=== Exercise details ===
Write out the data exactly from its first line onward, ending with the line in which "This is a Rake" appears.

=== Records for processing ===
PR #1432, opened 2019-01-29
Document status checker

thomasleese:
This is a Rake task that will check the status of a document and tell you if it has made it to the Publishing API, Content Store and Router.

This is intentionally different from the existing "Content Consistency Checker" because it does a much simpler check, but also because this Rake task is a bit of an experiment. The idea is that the we would encourage 2nd line to run this task when dealing with publishing problems to get some data about where documents get stuck. Using the results from the "Content Consistency Checker" can be incredibly unwieldy as it's complicated to run and there are so many inconsistencies that might not be relevant to "the page isn't visible on the website and I just pressed publish" type of query that often arrives on 2nd line.

Depends on https://github.com/alphagov/govuk-puppet/pull/8597 https://github.com/alphagov/gds-api-adapters/pull/896 https://github.com/alphagov/gds-api-adapters/pull/897

[Trello Card](https://trello.com/c/dskGorBB/737-rake-task-to-check-where-content-has-ended-up)

### DIFF
--- a/lib/data_hygiene/document_status_checker.rb
+++ b/lib/data_hygiene/document_status_checker.rb
@@ -1,0 +1,40 @@
+class DataHygiene::DocumentStatusChecker
+  def initialize(document)
+    @document = document
+  end
+
+  def content_store?
+    routes.each do |route|
+      content_item = GdsApi.content_store.content_item(route[:path])
+      updated_at = DateTime.parse(content_item["updated_at"])
+      return false unless updated_at >= edition.published_at # content-store must be later due to latency
+    end
+
+    true
+  rescue GdsApi::ContentStore::ItemNotFound
+    false
+  end
+
+  def router?
+    routes.each do |route|
+      route = GdsApi.router.get_route(route[:path])
+      return false unless route["backend_id"] == edition.rendering_app
+    end
+
+    true
+  rescue GdsApi::HTTPNotFound
+    false
+  end
+
+private
+
+  attr_reader :document
+
+  def edition
+    @edition ||= document.live
+  end
+
+  def routes
+    @routes ||= edition.routes
+  end
+end
--- a/lib/tasks/data_hygiene.rake
+++ b/lib/tasks/data_hygiene.rake
@@ -23,4 +23,23 @@ namespace :data_hygiene do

=== Solution to the problem ===
PR #1432, opened 2019-01-29
Document status checker

thomasleese:
This is a Rake task that will check the status of a document and tell you if it has made it to the Publishing API, Content Store and Router.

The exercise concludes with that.